Necessary as it is to convince more Californians to buy earthquake insurance, however, the Boxer-Feinstein bill can’t possibly work as advertised since it egregiously violates the risk-pooling principles at the heart of insurance. When they’re underwriting almost any type of large risk, insurers (including CEA) buy reinsurance to spread their risks around the world. Private reinsurance might pool the risks of a quake in California with, for example, the risks of a flood in Germany and an industrial accident in Brazil. Because the events will almost never happen at the same time, reinsurers can make profits off of one type of reinsurance even while paying out big claims on another.
All other things being equal, the broader the pool, the less a reinsurer has to charge to achieve any given level of profit. The Boxer-Feinstein proposal would concentrate risk in the United States under the aegis of federal guarantees. As a result, for the fees to cover long-term costs, they would have to be higher than the analogous charges now assessed by private reinsurers. If the federal government does its math right, neither the CEA nor anyone else would have any reason to buy what it offers.
It’s much more likely, however, that a federal program would underprice its coverage and leave all taxpayers holding the bag. The results could resemble those of the most similar existing federal effort, the National Flood Insurance Program, which promised to break even in the long run when it started over 40 years ago but currently owes the Treasury over $17 billion and has no practical way to ever pay it back. Because of California’s ongoing financial crisis, it’s quite plausible that in the event disaster struck, it would be able to slough its obligations off on federal taxpayers. Even if California met the bill itself, the need to fund repairs from tax revenues could send people fleeing the state.

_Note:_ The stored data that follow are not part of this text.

PR #48, opened 2021-01-11
controllers: Prevent host devices from being passed to privileged containers

fidencio:
`privileged_without_host_devices` is an option from CRI-O configuration
files that controls whether the runtime handler will prevent host
devices from being passed to privileged containers.  Its default value
is `false` and we're switching it to `true` in order to avoid exposing
the host's `/dev`.

**- What I did**
Enforced `privileged_without host_devices = true` for our installation.

**- How to verify it**
When using `privileged: true`, check the content of `/dev` in the container.

Prevent host devices from being passed to privileged containers

**- Notes**
@bpradipt, @dgibson, I'm not exactly sure how it'd break (or not) SR-IOV and would be really nice if you guys could give it a try.  You don't need the operator or anything like that, just changing the CRI-O configuration file in your node (take a look at the changes provided here) and restarting CRI-O should be enough.

@jensfr, @zanetworker, we can't blindly merged this and we may need to find a solution based on different use cases. Anyhow, I'm opening the PR so we have a place to discuss, to figure out the limitations, and to gather ideas about how to proceed with this.

### DIFF
--- a/controllers/openshift_controller.go
+++ b/controllers/openshift_controller.go
@@ -345,6 +345,7 @@ func generateDropinConfig(handlerName string) (string, error) {
   runtime_path = "/usr/bin/containerd-shim-kata-v2"
   runtime_type = "vm"
   runtime_root = "/run/vc"
+  privileged_without_host_devices = true
   
 [crio.runtime.runtimes.runc]
   runtime_path = ""


controllers/openshift_controller.go
```diff
@@ -345,6 +345,7 @@ func generateDropinConfig(handlerName string) (string, error) {
   runtime_path = "/usr/bin/containerd-shim-kata-v2"
   runtime_type = "vm"
   runtime_root = "/run/vc"
+  privileged_without_host_devices = true
```
zanetworker, line 348: We might want to make this configurable on the `KataConfig` level and default this to `true` by default. WDYT?

fidencio: @jensfr :-)

jensfr: I guess the use case for privileged_without_host_devices=false will be SR-IOV and possibly other devices down the road. If we need it for those use cases I would make it configurable.

zanetworker: We will probably need it for those.  @bpradipt @dgibson WDYT?

bpradipt: Hmm, for SRIOV I don't think this change will have an impact. However I would like to test it once. I'll update this thread.

snir911:
Note that currently tying to run a privileged kata pod on Openshift with the default **privileged_without_host_devices=false** is failing due to:
` kubelet Error: CreateContainer failed: Timeout reached after 10s waiting for device 0:0:0:0/block: unknown`

fidencio:
ping?

jensfr:
@bpradipt did you have a chance to test this?

bpradipt:
@fidencio @jensfr didn't get chance to test yet. I finally got the SRIOV setup in a good state and hopefully should be able to update by tomorrow

bpradipt:
@fidencio verified successfully that this change is not having a negative impact to Kata SRIOV support with OpenShift. Was able to create privileged Kata POD with SRIOV (vfio) device without any issue. 
The setup is still available for any additional verification if required.

controllers/openshift_controller.go
jensfr: lgtm, we can make it configurable in Kataconfig later on. I'll create an issue for it

jensfr (approved):
thanks Fabiano!

bpradipt (approved):
/lgtm

controllers/openshift_controller.go
bpradipt: yeah we can make it configurable later on.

And none of this takes into account the need for another bailout of Fannie, Freddie, and the many banks that would suddenly be in trouble if enormous numbers of California borrowers walked away from mortgages following a quake.
Earthquake coverage today is not remotely unaffordable. In early July 2011, CEA quoted a premium of $71.67 a month for a 20-year-old, two-story wood-frame Beverly Hills (90210) house with a structure value of $500,000 (land value would almost certainly put the sale price of such a house over $1 million). CEA’s deductibles, 15 percent in the above example, are much higher than those typical from wholly private insurers but not unmanageable since low-interest, everyone-qualifies Small Business Administration disaster loans could cover uninsured costs.
The solution, therefore, isn’t a new federal liability but measures that would encourage homeowners to take responsibility, rather than assume an eventual taxpayer bailout. If Congress wants to do something constructive, it should protect taxpayers around the country by having Fannie and Freddie require privately backed earthquake insurance for all mortgages in seismically active areas, just as they now require homeowners’ insurance everywhere else. It’s true that any measure that raises housing costs will cause further turmoil in California’s housing market. But the benefits of having private insurance available to pay the costs of “the Big One” far exceed the damage to housing values that might result.
Whatever happens, however, members of Congress, even those from California, should realize that proposals to have the federal government take over the earthquake insurance market will not work as advertised.
Eli Lehrer is vice president of the Heartland Institute.